Prompt →
From the data, copy out every line in which the word "really" appears.

Data for this task →
PR #7391, opened 2021-11-18
TINY-8206: Added the isSet function to the editor options API

lnewson:
Related Ticket: TINY-8206/TINY-8235

Description of Changes:
* Adds an `isSet` API to see if a custom value has been set for an option

Pre-checks:
* [x] ~Changelog entry added~

Review:
* [x] Milestone set

### DIFF
--- a/modules/tinymce/src/core/main/ts/api/EditorOptions.ts
+++ b/modules/tinymce/src/core/main/ts/api/EditorOptions.ts
@@ -5,7 +5,7 @@
  * For commercial licenses see https://www.tiny.cloud/
  */
 
-import { Arr, Fun, Obj, Optional, Strings, Type } from '@ephox/katamari';
+import { Arr, Fun, Obj, Optional, Optionals, Strings, Type } from '@ephox/katamari';
 
 import Editor from './Editor';
 import { EditorOptions, NormalizedEditorOptions } from './OptionTypes';
@@ -118,6 +118,15 @@ export interface Options {
    * @return {Boolean} True if the option value was successfully reset, otherwise false.
    */
   unset: (name: string) => boolean;
+
+  /**
+   * Checks to see if a value has been set for the specified option.
+   *
+   * @method isSet
+   * @param {String} name Name of the option.
+   * @return {Boolean} True if the option has a value set, otherwise false.
+   */
+  isSet: (name: string) => boolean;
 }
 
 const getBuiltInProcessor = <K extends BuiltInOptionType>(type: K): Processor<BuiltInOptionTypeMap[K]> => {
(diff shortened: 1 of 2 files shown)


ashfordneil (approved):

tylerkelly13 (commented):
API docs strings - LGTM

modules/tinymce/src/core/main/ts/api/EditorOptions.ts
```diff
@@ -187,7 +196,7 @@ const processDefaultValue = <T, U>(name: string, defaultValue: T, processor: Pro
 
 const create = (editor: Editor, initialOptions: Record<string, unknown>): Options => {
   const registry: Record<string, OptionSpec<any, any>> = {};
-  const values: Record<string, any> = {};
+  const values: Record<string, { value: any; isDefault: boolean }> = {};
```
spocke, line 199: Is this extra `isDefault` flag really needed you could just have it get the default value from the registry in the get function as a fallback. Sure it would make two lookups but that is usually very fast. So if you unset a value the key is deleted from the `values` and then get will return the fallback value from the `registry`. Is set would then just need to check if the value is defined in values or not.
But maybe I'm not reading the code right or missing something.

spocke (approved):

modules/tinymce/src/core/main/ts/api/EditorOptions.ts
lnewson: The main reason was performance related so that we don't have to keep looking up 2 objects all the time and creating multiple `Optional` instances. I'm probably over optimizing here though so I'll swap it over.

lnewson: Okay have made that change, so does that look better/more like what you were thinking?

spocke: Right yeah hopefully we don't pull the settings object directly that often that this will be a performance issue. If we do we can always optimize that at the call site by using a variable. This change is so much cleaner and makes the data structures simpler.

spocke: Another option would be to not use Obj.get and options at all in the `get` function and just do key lookup directly on the objects and use isUndefined calls etc to check if they exist or not. But that could be done if it becomes a hot spot.

lnewson: Yeah I did consider doing that atm but figured we were better to just see if we do get any perf issues and optimise then instead as this really shouldn't since settings aren't looked up too often.

metricjs (approved):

Finished task →
spocke, line 199: Is this extra `isDefault` flag really needed you could just have it get the default value from the registry in the get function as a fallback. Sure it would make two lookups but that is usually very fast. So if you unset a value the key is deleted from the `values` and then get will return the fallback value from the `registry`. Is set would then just need to check if the value is defined in values or not.
lnewson: Yeah I did consider doing that atm but figured we were better to just see if we do get any perf issues and optimise then instead as this really shouldn't since settings aren't looked up too often.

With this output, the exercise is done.